» **EXERCISE DIRECTIONS**
Reproduce the records exactly, beginning with their first line and ending with the line that contains "This PR is only to show the issue.", and output nothing more.

(Collected data)
---------------

PR #133, opened 2020-01-22
Test getConstraints with lvalue iterator

efernandez:
This fails to change the `iterator` from the caller frame, since
all changes happen in the local copy of the iterator into the
`getConstraints` method.

This PR is only to demonstrate `getConstraints` is broken for this use case, which is the one exercised in https://github.com/locusrobotics/fuse/blob/900680df67f9622279ad9f8ac0d588e6294411b4/fuse_constraints/src/marginalize_variables.cpp#L100-L109, where `*p_iter` is always `0` because of this.

It looks like that code has never produced the correct values for the `p` array.


efernandez:
Closing, since this is only to demonstrate the bug in `getConstraints` that is fixed in #134

PR #134, opened 2020-01-22
Fix get constraints with lvalue iterator input

efernandez:
This PR is on top of https://github.com/locusrobotics/fuse/pull/133, that extends the unit test for `getConstraints` to show a bug in the code that it's fixed here. See https://github.com/locusrobotics/fuse/pull/133 for more details.

PR #135, opened 2020-01-22
Test compute elimination order with orphan variables

efernandez:
This tests `computeEliminationOrder` when there are orphan variables in the graph and in the list of variables to marginalize.

Orphan variables are variables with no constraints.

This test shows that when this happens, CCOLAMD fails. If the number of variables is sufficiently large we even get a crash because we end up accessing this `std::vector` out of range: https://github.com/locusrobotics/fuse/blob/devel/fuse_constraints/src/marginalize_variables.cpp#L117, because `variable_order` does NOT contain any entry for the orphan variables. Remember the `operator[]` automatically creates new entries increasing the size of a vector it maintains internally.

This PR is only to show the issue.

It's on top of https://github.com/locusrobotics/fuse/pull/134 because that bug impacts the same logic, although they're two different bugs.

### DIFF
--- a/fuse_constraints/include/fuse_constraints/variable_constraints.h
+++ b/fuse_constraints/include/fuse_constraints/variable_constraints.h
@@ -98,7 +98,7 @@ public:
    * Accessing a variable id that is not part of this container results in undefined behavior
    */
   template <typename OutputIterator>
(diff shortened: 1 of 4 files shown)


efernandez:
Closing, since this PR is only to demonstrate the test fails and that https://github.com/locusrobotics/fuse/pull/136 fixes it.

PR #136, opened 2020-01-22
Fix compute elimination order with orphan variables

efernandez:
This fixes https://github.com/locusrobotics/fuse/pull/135. See https://github.com/locusrobotics/fuse/pull/135 for more details.

This PR is on top of https://github.com/locusrobotics/fuse/pull/135

### DIFF
--- a/fuse_constraints/include/fuse_constraints/variable_constraints.h
+++ b/fuse_constraints/include/fuse_constraints/variable_constraints.h
@@ -94,6 +94,11 @@ public:
   void insert(const unsigned int constraint, VariableIndexIterator first, VariableIndexIterator last);
 
   /**
+   * @brief Add a single orphan variable, i.e. a variable without constraints
+   */
+  void insert(const unsigned int variable);
+
+  /**
    * @brief Insert all of the constraints connected to the requested variable into the provided container
    *
    * Accessing a variable id that is not part of this container results in undefined behavior
--- a/fuse_constraints/src/marginalize_variables.cpp
+++ b/fuse_constraints/src/marginalize_variables.cpp
@@ -68,6 +68,8 @@ UuidOrdering computeEliminationOrder(
   // In order to compute A and p efficiently, we first construct a VariableConstraints object
   // We will construct sequential indices for the variables and constraints while we populate the VariableConstraints
   // object.
+  // For orphan variables, i.e. variables with no constraints, p[c] == p[c+1], which still satisfies CCOLAMD specs:
+  // https://github.com/DrTimothyAldenDavis/SuiteSparse/blob/master/CCOLAMD/Source/ccolamd.c#L174
   auto variable_order = UuidOrdering();
   auto constraint_order = UuidOrdering();
   auto variable_constraints = VariableConstraints();
@@ -76,14 +78,23 @@ UuidOrdering computeEliminationOrder(
     // Get all connected constraints to this variable
     const auto constraints = graph.getConnectedConstraints(variable_uuid);
 
-    // Add each constraint to the VariableConstraints object
-    // New constraint and variable indices are automatically generated
-    for (const auto& constraint : constraints)
+    // If the variable is orphan (it has no constraints), add it to the VariableConstraints object without constraints
+    // New variable index is automatically generated
+    if (boost::empty(constraints))
     {
-      unsigned int constraint_index = constraint_order[constraint.uuid()];
-      for (const auto& constraint_variable_uuid : constraint.variables())
+      variable_constraints.insert(variable_order[variable_uuid]);
+    }
+    else
+    {
+      // Add each constraint to the VariableConstraints object
+      // New constraint and variable indices are automatically generated
+      for (const auto& constraint : constraints)
       {
-        variable_constraints.insert(constraint_index, variable_order[constraint_variable_uuid]);
+        unsigned int constraint_index = constraint_order[constraint.uuid()];
+        for (const auto& constraint_variable_uuid : constraint.variables())
+        {
+          variable_constraints.insert(constraint_index, variable_order[constraint_variable_uuid]);
+        }
       }
     }
   }
@@ -114,7 +125,7 @@ UuidOrdering computeEliminationOrder(
   for (const auto& variable_uuid : marginalized_variables)
   {
     // Reassign the marginalized variables to group0
-    variable_groups[variable_order[variable_uuid]] = 0;
+    variable_groups[variable_order.at(variable_uuid)] = 0;
   }
 
   // Create some additional CCOLAMD required structures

---------------

» **SOLUTION TO THIS PROBLEM**
PR #133, opened 2020-01-22
Test getConstraints with lvalue iterator

efernandez:
This fails to change the `iterator` from the caller frame, since
all changes happen in the local copy of the iterator into the
`getConstraints` method.

This PR is only to demonstrate `getConstraints` is broken for this use case, which is the one exercised in https://github.com/locusrobotics/fuse/blob/900680df67f9622279ad9f8ac0d588e6294411b4/fuse_constraints/src/marginalize_variables.cpp#L100-L109, where `*p_iter` is always `0` because of this.

It looks like that code has never produced the correct values for the `p` array.


efernandez:
Closing, since this is only to demonstrate the bug in `getConstraints` that is fixed in #134

PR #134, opened 2020-01-22
Fix get constraints with lvalue iterator input

efernandez:
This PR is on top of https://github.com/locusrobotics/fuse/pull/133, that extends the unit test for `getConstraints` to show a bug in the code that it's fixed here. See https://github.com/locusrobotics/fuse/pull/133 for more details.

PR #135, opened 2020-01-22
Test compute elimination order with orphan variables

efernandez:
This tests `computeEliminationOrder` when there are orphan variables in the graph and in the list of variables to marginalize.

Orphan variables are variables with no constraints.

This test shows that when this happens, CCOLAMD fails. If the number of variables is sufficiently large we even get a crash because we end up accessing this `std::vector` out of range: https://github.com/locusrobotics/fuse/blob/devel/fuse_constraints/src/marginalize_variables.cpp#L117, because `variable_order` does NOT contain any entry for the orphan variables. Remember the `operator[]` automatically creates new entries increasing the size of a vector it maintains internally.

This PR is only to show the issue.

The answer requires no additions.